OpenClaw Release Checks führt Package Acceptance mit source=artifact, dem vorbereiteten Release-Paketartefakt, suite_profile=custom, docker_lanes=doctor-switch update-channel-switch skill-install update-corrupt-plugin upgrade-survivor published-upgrade-survivor root-managed-vps-upgrade update-restart-auth plugins-offline plugin-update plugin-binding-command-escape und telegram_mode=mock-openai aus. Package Acceptance behält Migration, Aktualisierung, Aktualisierung von Root-verwalteten VPS, Neustart nach Aktualisierung mit konfigurierter Authentifizierung, Live-Installation von ClawHub-Skills, Bereinigung veralteter Plugin-Abhängigkeiten, Offline-Plugin-Fixtures, Plugin-Aktualisierung, Absicherung gegen Escaping bei Plugin-Befehlsbindungen und Telegram-Paket-QA für denselben aufgelösten Tarball bei. Blockierende Release-Prüfungen verwenden standardmäßig das neueste veröffentlichte Paket als Baseline; das Beta-Profil mit run_release_soak=true, release_profile=stable oder release_profile=full erweitert die Prüfung überlebender veröffentlichter Upgrades auf last-stable-4 sowie die festgelegten Baselines 2026.4.23, 2026.5.2 und 2026.4.15 mit reported-issues-Szenarien. Verwenden Sie Package Acceptance mit source=npm für einen bereits veröffentlichten Kandidaten, source=ref für einen SHA-gestützten lokalen npm-Tarball vor der Veröffentlichung, source=trusted-url für einen von Maintainern betriebenen Unternehmens-/Privat-Mirror oder source=artifact für einen vorbereiteten Tarball, der von einer anderen GitHub-Actions-Ausführung hochgeladen wurde.

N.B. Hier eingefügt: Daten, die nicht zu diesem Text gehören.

PR #2133, opened 2026-03-11
MINIFICPP-2718 Windows based docker tests

martinzink:
This PR allows windows based docker containers to run the behave test suite with some limitations:

- I only enabled a handful of features because some of the tests are requiring thirdparty containers (linux only and windows doesnt allow mixed (windows and linux) containers)
- Even the tests that dont require thirdparty containers might rely on extra linux commands that needs to be replicated in powershell
- Its unfeasable to enable these in github CI, because this requires nested virtualization (which is quite rare for VMs).

So this is only the MVP for this feature, but it is still a huge help for future developments especially for using it to develop external extensions using the upcoming C api. It cuts down the local verification time.

I've also replaced the previous m2crypto based ssl_utils with the industry standard cryptography, this should help with the setup on macs and windows systems (m2crypto was quite difficult to install on these systems)

---

### For all changes:
     in the commit message?

### For code changes:

### Note:


behave_framework/pyproject.toml
```diff
@@ -1,18 +1,21 @@
...
 ]
 
 [tool.setuptools]
 package-dir = {"" = "src"}
-packages = ["minifi_test_framework"]
+
+[tool.setuptools.packages.find]
+where = ["src"]
+include = ["minifi_test_framework*"]
+
```
martinzink: this is required for wheel building

extensions/couchbase/tests/features/containers/couchbase_server_container.py
```diff
@@ -66,7 +65,7 @@ def run_post_startup_commands(self):
 
         return True
 
-    @retry_check(max_tries=12, retry_interval=5)
+    @retry_check(12, 5)
```
szaszm: what's the reason for this change?

behave_framework/src/minifi_test_framework/containers/container_windows.py
```diff
@@ -0,0 +1,390 @@
...
+        if not self.container:
+            return False
+
+        command = (
+            f"powershell -Command \"if ((Test-Path -LiteralPath '{directory_path}' -PathType Container) "
+            f"-and (Get-ChildItem -LiteralPath '{directory_path}' -Force | Select-Object -First 1)) "
+            f"{{ exit 0 }} else {{ exit 1 }}\""
+        )
+
+        exit_code, _ = self.exec_run(command)
```
szaszm: why not `_run_powershell` here?

extensions/couchbase/tests/features/containers/couchbase_server_container.py
martinzink: it was mismatched with the actual naming of the parameters
def retry_check(max_tries: int = 5, retry_interval_seconds: int = 1)

should I instead correct and keep the named arguments?

szaszm: I think I'd keep the named arguments, but I leave it up to you to decide which is better.

martinzink: 👍 [retry_check with named arguments](https://github.com/apache/nifi-minifi-cpp/pull/2133/commits/e3429cc8fde010de4065173597e0c38b77821718)

behave_framework/src/minifi_test_framework/containers/container_windows.py
martinzink: good idea, [review changes](https://github.com/apache/nifi-minifi-cpp/pull/2133/commits/febe6b1a59d67a70b60a3c59192f447b2293a02b)

docker/installed/win.Dockerfile
lordgamez, line 1: The usual convention for naming Dockerfiles is `Dockerfile.<target>` so I would rename this to Dockerfile.win

behave_framework/src/minifi_test_framework/containers/container_linux.py
```diff
@@ -479,3 +484,11 @@ def directory_contains_file_with_minimum_size(self, directory_path: str, expecte
             return True
 
         return False
+
+    def get_memory_usage(self) -> int | None:
+        exit_code, output = self.exec_run(["awk", "/VmRSS/ { printf \"%d\\n\", $2 }", "/proc/1/status"])
+        if exit_code != 0:
+            return None
+        memory_usage_in_bytes = int(output.strip()) * 1024
```
fgerlits, line 492: very minor, but why do we add the `\n` in line 489 only to strip it out in line 492? also, I would include "kB" in the regex, just in case the format of `/proc/1/status` changes in the future:
```suggestion
        exit_code, output = self.exec_run(["awk", "/VmRSS.*kB/ { printf \"%d\", $2 }", "/proc/1/status"])
        if exit_code != 0:
            return None
        memory_usage_in_bytes = int(output) * 1024
```

behave_framework/src/minifi_test_framework/containers/container_protocol.py
```diff
@@ -0,0 +1,62 @@
...
+        ...
+
+    def clean_up(self):
+        ...
+
+    def exec_run(self, command):
+        ...
+
+    def directory_contains_file_with_content(self, directory_path: str, expected_content: str) -> bool:
+        ...
```
fgerlits, line 40: It's a bit strange that we say these stubs return `bool`, `str` or `int`, but in fact we return `None`. Maybe raise an exception instead?

behave_framework/src/minifi_test_framework/containers/container_windows.py
```diff
@@ -0,0 +1,392 @@
...
+    def __init__(self, image_name: str, container_name: str, network: Network, command: str | None = None, entrypoint: str | None = None):
+        super().__init__()
+        self.image_name: str = image_name
+        self.container_name: str = container_name
+        self.network: Network = network
+
+        self.client: docker.DockerClient = docker.from_env()
+        self.container: Optional[Container] = None
+        self.files: List[File] = []
+        self.dirs: List[Directory] = []
```
fgerlits, line 49: minor, but `List` is deprecated, we should use `list` instead: https://docs.python.org/3/library/typing.html#aliases-to-built-in-types

behave_framework/src/minifi_test_framework/containers/container_windows.py
```diff
@@ -0,0 +1,392 @@
...
+
+    def _normalize_path(self, path: str) -> str:
+        clean_path = path.strip().replace("/", "\\")
+        if clean_path.startswith("\\"):
+            clean_path = clean_path[1:]
+
+        # If it doesn't already have a drive letter, assume C:
+        if ":" not in clean_path:
+            return f"C:\\{clean_path}"
+        return clean_path
```
fgerlits, line 66: would `os.path.normpath()` work instead of this function?

behave_framework/src/minifi_test_framework/containers/container_windows.py
```diff
@@ -0,0 +1,392 @@
...
+
+        exit_code, _ = self._run_powershell(ps_script)
+        return exit_code == 0
+
+    def directory_contains_file_with_content(self, directory_path: str, expected_content: str) -> bool:
+        if not self.container:
+            return False
+
+        win_path = self._normalize_path(directory_path)
+        escaped_content = expected_content.replace("'", "''")
```
fgerlits: in PS, things are usually escaped with a backtick:
```suggestion
        escaped_content = expected_content.replace("'", "`'")
```

but if this works, too, we can leave it as it is

extensions/standard-processors/tests/features/core_functionality.feature
```diff
@@ -33,8 +33,8 @@ Feature: Core flow functionalities
 
     When all instances start up
 
-    Then at least one file with the content "first_custom_text" is placed in the "/tmp/output" directory in less than 20 seconds
-    And at least one file with the content "second_custom_text" is placed in the "/tmp/output" directory in less than 20 seconds
+    Then at least one file with the content "first_custom_text" is placed in the "/tmp/output" directory in less than 200 seconds
```
martinzink, line 36: why?

behave_framework/src/minifi_test_framework/containers/container_windows.py
```diff
@@ -0,0 +1,392 @@
...
+        win_path = self._normalize_path(directory_path)
+        ps_script = (
+            f"if ((Test-Path -LiteralPath '{win_path}' -PathType Container) "
+            f"-and (Get-ChildItem -LiteralPath '{win_path}' -Force | Select-Object -First 1)) "
+            f"{{ exit 0 }} else {{ exit 1 }}"
+        )
+
+        exit_code, _ = self._run_powershell(ps_script)
+
+        return exit_code == 0
```
fgerlits, line 371: we could log the error (if any) here, too, as in the other functions

behave_framework/src/minifi_test_framework/containers/container_windows.py
```diff
@@ -0,0 +1,392 @@
...
+
+    def nonempty_dir_exists(self, directory_path: str) -> bool:
+        if not self.container:
+            return False
+
+        win_path = self._normalize_path(directory_path)
+        ps_script = (
+            f"if ((Test-Path -LiteralPath '{win_path}' -PathType Container) "
+            f"-and (Get-ChildItem -LiteralPath '{win_path}' -Force | Select-Object -First 1)) "
+            f"{{ exit 0 }} else {{ exit 1 }}"
```
fgerlits, line 366: When I run this on a test directory, I get True on both empty and non-empty directories. A StackOverflow answer suggests adding `Measure-Object`:
```suggestion
            f"if ((Test-Path -LiteralPath '{win_path}' -PathType Container) "
            f"-and ((Get-ChildItem -LiteralPath '{win_path}' -Force | "
            f"        Select-Object -First 1 | Measure-Object).Count -gt 0)) "
            f"{{ exit 0 }} else {{ exit 1 }}"
```

behave_framework/src/minifi_test_framework/core/ssl_utils.py
```diff
@@ -13,149 +13,79 @@
...
+def make_self_signed_cert(common_name: str) -> tuple[Certificate, RSAPrivateKey]:
+    key = rsa.generate_private_key(public_exponent=65537, key_size=2048)
 
-    return ca_cert, ca_key
+    subject = issuer = x509.Name([x509.NameAttribute(NameOID.COMMON_NAME, common_name), ])
 
+    cert = x509.CertificateBuilder().subject_name(subject).issuer_name(issuer).public_key(key.public_key()).serial_number(
+        x509.random_serial_number()).not_valid_before(datetime.datetime.now(datetime.timezone.utc)).not_valid_after(
+        datetime.datetime.now(datetime.timezone.utc) + datetime.timedelta(days=3650)).add_extension(
+        x509.SubjectKeyIdentifier.from_public_key(key.public_key()), critical=False, ).add_extension(x509.BasicConstraints(ca=True, path_length=None),
```
fgerlits, line 47: nitpicking, but I think breaking into lines like this would be easier to read:
```suggestion
    cert = (x509.CertificateBuilder().subject_name(subject).issuer_name(issuer).public_key(key.public_key())
        .serial_number(x509.random_serial_number())
        .not_valid_before(datetime.datetime.now(datetime.timezone.utc))
        .not_valid_after(datetime.datetime.now(datetime.timezone.utc) + datetime.timedelta(days=3650))
        .add_extension(x509.SubjectKeyIdentifier.from_public_key(key.public_key()), critical=False)
        .add_extension(x509.BasicConstraints(ca=True, path_length=None), critical=True)
        .sign(key, hashes.SHA256()))
```

extensions/standard-processors/tests/features/core_functionality.feature
```diff
@@ -33,8 +33,8 @@ Feature: Core flow functionalities
...
+    And at least one file with the content "second_custom_text" is placed in the "/tmp/output" directory in less than 200 seconds
```
fgerlits, line 37: Is this much slower on Windows, or was the timeout only changed for testing and it can be reverted?

behave_framework/src/minifi_test_framework/containers/container_windows.py
```diff
@@ -0,0 +1,392 @@
...
+        self.client: docker.DockerClient = docker.from_env()
+        self.container: Optional[Container] = None
+        self.files: List[File] = []
+        self.dirs: List[Directory] = []
+        self.host_files: List[HostFile] = []
+        self.volumes: Dict = {}
+        self.command: str | None = command
+        self.entrypoint: str | None = entrypoint
+        self._temp_dir: Optional[tempfile.TemporaryDirectory] = None
+        self.ports: Optional[Dict[str, int]] = None
```
lordgamez, line 55: We should be consistent, either use X | None everywhere or Optional, I would go with X | None as it is the newer syntax and needs no import.

behave_framework/src/minifi_test_framework/containers/container_windows.py
```diff
@@ -0,0 +1,392 @@
...
+                environment=self.environment,
+                volumes=self.volumes,
+                network=self.network.name,
+                command=self.command,
+                entrypoint=self.entrypoint,
+                detach=True,
+                tty=False
+            )
+
+            self.container.start()
```
lordgamez, line 116: Could we replace container.create + container.start with container.run here?

behave_framework/src/minifi_test_framework/containers/container_windows.py
```diff
@@ -0,0 +1,392 @@
...
+
+        tar_stream.seek(0)
+
+        self.container.put_archive(path=dir_name, data=tar_stream)
+
+    def clean_up(self):
+        if self._temp_dir:
+            try:
+                self._temp_dir.cleanup()
+                self._temp_dir = None
```
lordgamez, line 155: Shouldn't we put the `self._temp_dir = None` in the finally? Even if the cleanup fails, we should create a new directory for our next container after cleanup.

behave_framework/src/minifi_test_framework/containers/minifi_protocol.py
```diff
@@ -0,0 +1,58 @@
...
+        ...
+
+    def set_log_property(self, key: str, value: str):
+        ...
+
+    def set_deploy_timeout_seconds(self, timeout_seconds: int):
+        ...
+
+
+def set_controller_socket_properties(minifi: MinifiProtocol):
```
lordgamez, line 33: This is already part of MinifiController as a method, isn't that enough?

behave_framework/src/minifi_test_framework/containers/container_protocol.py
martinzink: afaik when using protocols its standard to use ... even if the protocol defines return types 
https://peps.python.org/pep-0544/

behave_framework/src/minifi_test_framework/containers/container_windows.py
martinzink: we also prepend c: if its not there (which is required so we dont have to rewrite every test with /tmp/output etc), so no, maybe we could do normalize instead of the first part if you would like?

behave_framework/src/minifi_test_framework/core/ssl_utils.py
martinzink: flake8 didnt like it,
i've reformatted the whole file with ruff instead how about this?
[ruff format behave_framework/src/minifi_test_framework/core/ssl_utils.py](https://github.com/apache/nifi-minifi-cpp/pull/2133/commits/4bcc95b0cd95aa29b0a1bdc8d5f072e78e7e66ca)

extensions/standard-processors/tests/features/core_functionality.feature
martinzink: yeah just debugging reverted [reverted 200 second debug timeout](https://github.com/apache/nifi-minifi-cpp/pull/2133/commits/748f2e4b6af8b836b5b6df5c0b8af3588cd25b17)

docker/installed/Dockerfile.win
martinzink: didnt know about this convention good to know, renamed this and other in this dir
[renamed dockerfiles](https://github.com/apache/nifi-minifi-cpp/pull/2133/commits/95f6047a0c3c3ba3080c774824be4f0b7b080aed)

behave_framework/src/minifi_test_framework/containers/container_windows.py
martinzink: good idea, https://github.com/apache/nifi-minifi-cpp/pull/2133/changes/20e8b2e39e6ab0334fed85d8eb0e17a5cb59501d#diff-badda25eb0095d027910c54ff8750a8ae77d4aeb283a79641f78c1d5957f279dR155-R156

behave_framework/src/minifi_test_framework/containers/minifi_protocol.py
martinzink: 👍 https://github.com/apache/nifi-minifi-cpp/pull/2133/changes/20e8b2e39e6ab0334fed85d8eb0e17a5cb59501d#diff-2432ecfa82b0448e4b0091c323c412d7424b996a61ed2c67b2f193b67f02d7a6L33-L39

behave_framework/src/minifi_test_framework/containers/container_windows.py
martinzink: good idea, https://github.com/apache/nifi-minifi-cpp/pull/2133/changes/20e8b2e39e6ab0334fed85d8eb0e17a5cb59501d#diff-badda25eb0095d027910c54ff8750a8ae77d4aeb283a79641f78c1d5957f279dR103

behave_framework/src/minifi_test_framework/containers/container_windows.py
martinzink: 👍 https://github.com/apache/nifi-minifi-cpp/pull/2133/changes/20e8b2e39e6ab0334fed85d8eb0e17a5cb59501d

behave_framework/src/minifi_test_framework/containers/container_windows.py
martinzink: https://github.com/apache/nifi-minifi-cpp/pull/2133/changes/20e8b2e39e6ab0334fed85d8eb0e17a5cb59501d

behave_framework/src/minifi_test_framework/containers/container_windows.py
martinzink: [logging.error(f"Error running command for nonempty_dir_exists: {outpu…](https://github.com/apache/nifi-minifi-cpp/pull/2133/commits/07064ecc96ad8744f301266a0ef5fae8aa7352a9)

behave_framework/src/minifi_test_framework/containers/container_windows.py
fgerlits: How about `os.path.realpath`? That function prepends `C:`, too.

behave_framework/src/minifi_test_framework/core/ssl_utils.py
fgerlits: It looks good, except it seems to limit line length to a low value (100 chars?) -- can we increase that to e.g. 200 chars?

EDIT: I have done this in c4cd3921db87ff33de6f4948d58c6da5c66bf7fb; please double-check and resolve this thread if it looks OK.

martinzink: yeah looks good, thanks 👍

lordgamez (approved):

behave_framework/src/minifi_test_framework/containers/container_linux.py
```diff
@@ -479,3 +484,11 @@ def directory_contains_file_with_minimum_size(self, directory_path: str, expecte
             return True
 
         return False
+
+    def get_memory_usage(self) -> int | None:
+        exit_code, output = self.exec_run(["awk", "/VmRSS.*kB/ { printf \"%d\", $2 }", "/proc/1/status"])
```
szaszm, line 489: I think this only counts the main container process, not any child processes. Is this intentional?

martinzink: i dont know, this is not new or changed (just the file renamed from minifi-container.py)

behave_framework/src/minifi_test_framework/containers/container_windows.py
martinzink: I tested it, and that prepends the current working directory not `c:`

fgerlits: hm, interesting, it worked when I tried it; I got `foo\bar.txt` -> `C:\current\working\directory\foo\bar.txt` and `\foo\bar.txt` -> `C:\foo\bar.txt`

but maybe it doesn't work in all cases

fgerlits (approved):

behave_framework/src/minifi_test_framework/containers/container_windows.py
martinzink: u are right, then it should work, because its usually /tmp/input so it should work 👍 just checked

docker/installed/Dockerfile.win
```diff
@@ -0,0 +1,42 @@
...
+RUN choco install git -y
+RUN choco install vcredist140 -y
+
+COPY ${MSI_SOURCE} C:\temp\minifi.msi
+
+SHELL ["cmd", "/S", "/C"]
+
+RUN C:\Windows\System32\msiexec.exe /i C:\temp\minifi.msi /qn /norestart /L*V C:\minifi_install.log
+
+CMD ["C:\\Program Files\\ApacheNiFiMiNiFi\\nifi-minifi-cpp\\bin\\minifi.exe"]
```
szaszm:
```suggestion
CMD ["C:\\Program Files\\ApacheNiFiMiNiFi\\nifi-minifi-cpp\\bin\\minifi.exe"]

```

szaszm (approved):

Dies ist der GitHub-native Ersatz für den Großteil der Paket-/Aktualisierungsabdeckung, für die zuvor Parallels erforderlich war. Plattformübergreifende Release-Prüfungen bleiben für betriebssystemspezifisches Onboarding-, Installer- und Plattformverhalten wichtig, doch bei der Produktvalidierung von Paketen und Aktualisierungen sollte Package Acceptance bevorzugt werden.

Die kanonische Prüfliste für die Validierung von Aktualisierungen und Plugins ist Aktualisierungen und Plugins testen. Verwenden Sie sie, wenn Sie entscheiden, welche lokale, Docker-, Package-Acceptance- oder Release-Prüf-Lane eine Plugin-Installation/-Aktualisierung, eine Doctor-Bereinigung oder eine Migration eines veröffentlichten Pakets nachweist. Die umfassende Migration veröffentlichter Aktualisierungen von jedem stabilen Paket ab 2026.4.23 ist ein separater manueller Update Migration-Workflow und nicht Teil der vollständigen Release-CI.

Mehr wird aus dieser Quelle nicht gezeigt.